Ê para enfrentar estas circunstâncias que se preconiza a legalização da interrupção voluntária da gravidez.

b) Responsabilidade da decisão, prazo e demais requisitos de segurança. — De um acto voluntário se tratando, não pôde deixar de atender-se acima de tudo à vontade da mulher, a nenhuma outra pessoa ou entidade se atribuindo poderes de apreciação vinculativa ou fiscalização das motivações e fundamentos invocados. Mas por isso mesmo se acautelam as condições necessárias à liberdade de escolha, prevenindo a coacção e a fraude e procurando fornecer a máxima informação útil a quem tem de optar.

Estabelecem-se, por outro lado, parâmetros destinados a garantir que, quando seja essa a decisão, a interrupção voluntária da gravidez venha a ser praticada em condições adequadas de saúde, segurança e humanidade. Eis por que se estabelece que a interrupção só pode ter lugar nas 12 primeiras semanas, sempre sob a direcção de um médico e exclusivamente em estabelecimento público ou privado que preencha determinados requisitos de qualidade e eficácia.

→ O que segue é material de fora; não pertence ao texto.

PR #5462, opened 2019-01-18
lib/db: Fix iterating sequence index (fixes #5340)

### LINKED ISSUE #5340: Incorrectly out of sync, sequence number oddness.

calmh:
### Purpose

There was a problem in iterating the sequence index that could result
in missing updates. The issue is that while the index was (correctly)
iterated in a snapshot, the actual file infos were read dirty outside of
the snapshot. This fixes this by doing the reads inside the snapshot,
and also updates a couple of other places that did the same thing more
or less harmfully (I didn't investigate).

To avoid similar issues in the future I did some renaming of the
getFile* methods - the ones in a transaction are just getFile, while the
ones directly on the database are variants of getFileDirty to highlight
what's going on.

### Testing

There's a new unit test. Unfortunately it rather needs to run longer than is acceptable in the short test suite. Without the change, the test would fail after a few seconds. When run with `STTRACE=db` it would also trigger a `panic: sequence index corruption`.

### DIFF
--- a/lib/db/instance.go
+++ b/lib/db/instance.go
@@ -107,7 +107,7 @@ func (db *instance) withHave(folder, device, prefix []byte, truncate bool, fn It
 			prefix = append(prefix, '/')
 		}
 
-		if f, ok := db.getFileTrunc(db.keyer.GenerateDeviceFileKey(nil, folder, device, unslashedPrefix), true); ok && !fn(f) {
+		if f, ok := db.getFileDirtyTrunc(db.keyer.GenerateDeviceFileKey(nil, folder, device, unslashedPrefix), true); ok && !fn(f) {
 			return
 		}
 	}
@@ -124,11 +124,7 @@ func (db *instance) withHave(folder, device, prefix []byte, truncate bool, fn It
 			return
 		}
 
-		// The iterator function may keep a reference to the unmarshalled
-		// struct, which in turn references the buffer it was unmarshalled
-		// from. dbi.Value() just returns an internal slice that it reuses, so
-		// we need to copy it.
-		f, err := unmarshalTrunc(append([]byte{}, dbi.Value()...), truncate)
+		f, err := unmarshalTrunc(dbi.Value(), truncate)
 		if err != nil {
 			l.Debugln("unmarshal error:", err)
 			continue
@@ -147,7 +143,7 @@ func (db *instance) withHaveSequence(folder []byte, startSeq int64, fn Iterator)
 	defer dbi.Release()
 
 	for dbi.Next() {
-		f, ok := db.getFile(dbi.Value())
+		f, ok := t.getFileByKey(dbi.Value())
 		if !ok {
 			l.Debugln("missing file for sequence number", db.keyer.SequenceFromSequenceKey(dbi.Key()))
 			continue
@@ -209,14 +205,18 @@ func (db *instance) withAllFolderTruncated(folder []byte, fn func(device []byte,
 	}
 }
 
-func (db *instance) getFile(key []byte) (protocol.FileInfo, bool) {
-	if f, ok := db.getFileTrunc(key, false); ok {
+func (db *instance) getFileDirty(folder, device, file []byte) (protocol.FileInfo, bool) {
+	return db.getFileDirtyByKey(db.keyer.GenerateDeviceFileKey(nil, folder, device, file))
+}
+
+func (db *instance) getFileDirtyByKey(key []byte) (protocol.FileInfo, bool) {
+	if f, ok := db.getFileDirtyTrunc(key, false); ok {
 		return f.(protocol.FileInfo), true
 	}
 	return protocol.FileInfo{}, false
 }
 
-func (db *instance) getFileTrunc(key []byte, trunc bool) (FileIntf, bool) {
+func (db *instance) getFileDirtyTrunc(key []byte, trunc bool) (FileIntf, bool) {
 	bs, err := db.Get(key, nil)
 	if err == leveldb.ErrNotFound {
 		return nil, false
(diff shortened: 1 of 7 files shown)


lib/db/instance.go
```diff
@@ -124,11 +124,7 @@ func (db *instance) withHave(folder, device, prefix []byte, truncate bool, fn It
 			return
 		}
 
-		// The iterator function may keep a reference to the unmarshalled
-		// struct, which in turn references the buffer it was unmarshalled
-		// from. dbi.Value() just returns an internal slice that it reuses, so
-		// we need to copy it.
-		f, err := unmarshalTrunc(append([]byte{}, dbi.Value()...), truncate)
```
calmh: This talk was about the old xdr implementation. The protobuf unmarshaller keeps no references.

lib/db/instance.go
```diff
@@ -297,7 +297,7 @@ func (db *instance) withGlobal(folder, prefix []byte, truncate bool, fn Iterator
 
 		fk = db.keyer.GenerateDeviceFileKey(fk, folder, vl.Versions[0].Device, name)
 
-		f, ok := db.getFileTrunc(fk, truncate)
+		f, ok := t.getFileTrunc(fk, truncate)
```
AudriusButkevicius: From consistency perspective, shouldn't the root check at the top of this function happen part of the transaction?

calmh: I considered it, but since it just reads one value it's equivalent anyway and taking the snapshot looked like overhead. However I see now that `getGlobal` actually takes a snapshot of its own, so it would be cleaner to do that... I'll tweak.

imsodin: Same for `withHave`. As far as I understood, taking the snapshot is no or negligible overhead, because `db.Get` internally takes a snapshot too. So first doing `db.Get` then in most cases starting a transaction and thus taking a seconds snapshot seems like more overhead.

lib/db/instance.go
```diff
@@ -209,14 +205,18 @@ func (db *instance) withAllFolderTruncated(folder []byte, fn func(device []byte,
...
+
+func (db *instance) getFileDirtyByKey(key []byte) (protocol.FileInfo, bool) {
+	if f, ok := db.getFileDirtyTrunc(key, false); ok {
 		return f.(protocol.FileInfo), true
 	}
 	return protocol.FileInfo{}, false
 }
 
-func (db *instance) getFileTrunc(key []byte, trunc bool) (FileIntf, bool) {
+func (db *instance) getFileDirtyTrunc(key []byte, trunc bool) (FileIntf, bool) {
```
imsodin: There are now only calls to `db.getFileDirty(...` left, so this function and `getFileDirtyByKey` could be removed.

calmh:
Seeing as we might need a meme then

calmh:
I was considering doing just that. On the one hand we've had this bug since 0.14.48, on the other hand it's an annoying, confidence-reducing issue that we should get out the fix for sooner rather than later, and it's >2w left of the RC time...

imsodin:
Dammit, when rebasing #5441 I think I just discovered the exact same problem you solved here but with `getGlobal` instead. Let me do a minimal PR with just that fixed, I am not yet sure whether or not it requires another RC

O prazo-limite de 12 semanas, dentro do qual a interrupção pode ser praticada, não assenta senão em considerações de ordem médica. Trata-se do limiar a partir do qual o risco de complicações e sequelas (esterilidade, prematuridade) aumenta sensivelmente.

Em todo o caso, a interrupção só pode ser praticada sob a direcção de um médico. Não porque exija meios pouco usuais ou envolva dificuldades técnicas invulgares, quando atempadamente realizada, mas porque importa garantir a detecção de situações de risco, sempre possíveis.

A atribuição da responsabilidade legal e técnica de tais intervenções a um médico afigura-se adequada à realidade das estruturas de saúde do país e constitui solução mais exigente do que a legalmente prevista para o parto, que em Portugal continua, de resto, a fazer-se legalmente sem assistência e com sérios riscos (em 31,5 % dos casos ao domicílio). A solução preconizada visa potenciar os recursos humanos diversificados de que dispomos, sem prejuízo da saúde da mulher e com vantagem para uma real acessibilidade dos cuidados a prestar, mesmo nas regiões mais carenciadas.

Dada a natureza da intervenção e a necessidade de garantir que a sua realização tenha lugar em condições sanitárias adequadas, determinou-se que é em estabelecimentos de saúde públicos ou privados especialmente autorizados que deve ser praticada. As normas regulamentares deverão, muito especialmente, assegurar a organização dos serviços públicos por forma tal que nas diversas regiões fique assegurada a possibilidade de exercício dos direitos que a lei a Codos igualmente reconhece.

B — O processo de decisão

As normas relativas ao processo de decisão procuram atender adequadamente a uma matéria em que se entrelaçam questões próprias da esfera de opção pessoal da mulher e imperativos sociais relevantes que aqui têm de encontrar expressão.